_TASK INPUTS_.
PR #145, opened 2021-11-05
Fix container name property

cryobry:
Get container name from list of Names

### DIFF
--- a/podman/domain/containers.py
+++ b/podman/domain/containers.py
@@ -25,7 +25,10 @@ class Container(PodmanResource):
     def name(self):
         """str: Returns container's name."""
         with suppress(KeyError):
-            return self.attrs["Names"][0].lstrip("/")
+            if 'Name' in attrs:
+                return self.attrs["Name"].lstrip("/")
+            else:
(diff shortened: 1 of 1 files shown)


rhatdan:
@mwhahaha @jwhonce PTAL

mwhahaha (approved):
/lgtm

podman/domain/containers.py
```diff
@@ -25,7 +25,7 @@ class Container(PodmanResource):
     def name(self):
         """str: Returns container's name."""
         with suppress(KeyError):
-            return self.attrs["Name"].lstrip("/")
+            return self.attrs["Names"][0].lstrip("/")
```
mwhahaha, line 28: The ci is failing trying to check the name property of a container. I wonder if we need to handle both cases

e.g.

 if 'Name' in attrs:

_EXERCISE INSTRUCTIONS_. Copy each line of the preceding material that contains "domain".

_RESULT_.
--- a/podman/domain/containers.py
+++ b/podman/domain/containers.py
podman/domain/containers.py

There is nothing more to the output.